Высоцкий играл как раз этого самого «вспыльчивого» и много позже вспоминал, как Богомолов ему, мальчишке, показывал рисунок роли, ставил монолог: «В небе светила отвратительная луна, и в воздухе отвратительно пахло свежим сеном. Когда служанка спросила: «Не хотите ли чаю?» — я ей ответил: «Подите вон!..»

А у Сабинина воспоминания были более прозаические: «Мы тогда звали Володю таким неприличным словом «Вовка-шванц».

Ну и что? — равнодушно воспринимал свое прозвище Высоцкий. Шванц так шванц. По-немецки — хвостик «Высота», конечно, получше звучало. Вовку Акимова назвали Ким Ир Сеном, и ничего,

Свидерский откликался на Аркана, Утевский не обижался на Толяна. Мишке Горховеру повезло больше — он носил титул «Граф» (тут, правда, не подкопаешься — «Граф» из Лихова переулка жил в фамильном «замке», который до революции принадлежал бабушке «аристократа»). Какие могут быть обиды? Каждый в свое время имел прозвище или кличку, а артисты или писатели и вовсе сами выбирали себе псевдонимы, и прекрасно себя при этом чувствовали. Сам Сашка ведь тоже был далеко не Сабинин, и ничего...

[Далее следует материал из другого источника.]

PR #3359, opened 2023-07-05
[Experiment] Remove npm cache from the auto test workflow

louislam:
Inspired by @Zaid-maker #3333, try to find out if the npm cache is necessary in the first place. As I can see downloading the npm cache to runners could be slow somtimes. I will compare the build time.


louislam:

«В НАШ ТЕСНЫЙ КРУГ НЕ КАЖДЫЙ ПОПАДАЛ...» 

— Вовка, привет! — окликнула Инна уже убегавшего со двора своего соседа. — Как в школе дела? Ты что-то совсем нас забыл, как Фрины не стало, не заходишь даже...

— Стоп-стоп, Инночка, — притормозил Володя. — Во-первых, привет. Во-вторых, сразу так много вопросов. Все сразу не соображу. Фрину помню, конечно. В школе — все нормально. А что не захожу, так тебе вроде бы сейчас не до нас. Вон к тебе какие пижоны шастают.

— Какие «пижоны», Вовка?! Не фулигань. Заходи обязательно, я тебя с Левой познакомлю. Он о тебе, кстати, спрашивал. Ему Толян Утевский уже успел о тебе понарассказывать... В общем, приходи, вечером ждем. Левушка сегодня вроде рано должен освободиться.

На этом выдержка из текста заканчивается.